Ses critiques virulentes envers les dictatures arabes lui ont coûté 18 années de prison au total, au cours desquelles il n’a pas arrêté d’écrire. Il sera relâché en 1981, après l’assassinat du président Anouar Al Sadate, qui le surnommait “le poète indécent”. Assoiffé de liberté et de justice, c’était un grand admirateur de Che Guevara, à qui il a dédié un poème devenu très célèbre, “Guevara mat” (Guevara est mort).
Lors des 18 jours de manifestations qui ont mis fin à trois décennies de présidence de Hosni Moubarak, Ahmed Fouad Negm s’était rendu sur l’emblématique place Tahrir du Caire, acclamé par une foule qui chantait et récitait ses poèmes. Poète ayant inspiré “des millions d’Egyptiens et d’Arabes”, les appelant à “aimer l’équité et à haïr l’injustice” à travers son œuvre, écoutée dans tous les mouvements contestataires arabes, notamment de la jeunesse, depuis les années 1970.
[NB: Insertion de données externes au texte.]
PR #948, opened 2021-09-01
Cpdtp 367 deferral

blackrat:
### Context

Adding in the ability for a lead_provider to defer a participant
Cleaning up a lot of the commonality between similar actions

- Simplify the controller and eliminate the intermediate factory handler
- Create a simple state machine to handle transitions as validations and extend for deferred
- Extract validation and action execution functionality into modules for composition
- Add in a "strawman" abstract interface to simplify some of the delegation protection
- Fix a bug in the ECF participant delegation
- Replace custom validators with inclusion validation and move more messages to I18n activemodel section
- Extend tests to cover deferral and new state transition checks.

### Review Checks


kicferk1 (commented):
I know it's a draft PR, so some of my comments will probably be invalid soon-ish.

The general feeling I have about it is that the refactor to remove base service classes for each action and to have a single base class does not look too convincing - the cracks in the walls are that we need to do a few hacks to handle changing schedules correctly. 

But as our system complexity grows and actions become more sophisticated, we probably will find more need for divergence on an action level. So even if those services are small, I would keep them.

app/services/participants/defer/ecf.rb
```diff
@@ -0,0 +1,13 @@
+# frozen_string_literal: true
+
+module Participants
+  module Defer
+    class ECF < ::Participants::Base
+      include Participants::ECF
+      include StateValidation
+      attr_accessor :reason
+      validates :reason, presence: true
+      validates :reason, "deferred/ecf": true
```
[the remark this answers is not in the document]
blackrat: Messages will be in the en.yml file, but attached to activemodel using the rails validation standard, so we don't need to be explicit here.
Good spot on allow_blank. We don't want to repeat error messages.

app/services/participants/defer/state_validation.rb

On se souvient de son poème dédié à la mémoire de l’opposant tunisien tué par des extrémistes intitulé “Au fasciste assassin de Chokri Belaid”:
Tue Chokri! tue Gabeur!
Supplicie Gondi! Scalpe Sableur!
Remplis de chiens et de militaires la terre!
Chaque fois que tu coupes une gorge
Pour la relève du révolutionnaire tombé
la terre enfante mille révolutionnaires.
Lors de son dernier passage télévisé avant sa mort, Negm s’est dit confiant dans l’avenir de son pays. “L’Égypte est malade mais ne mourra jamais”, a-t-il déclaré.
En 2013 il avait reçu  le “Grand Prix Prince Claus” décerné aux Pays-Bas.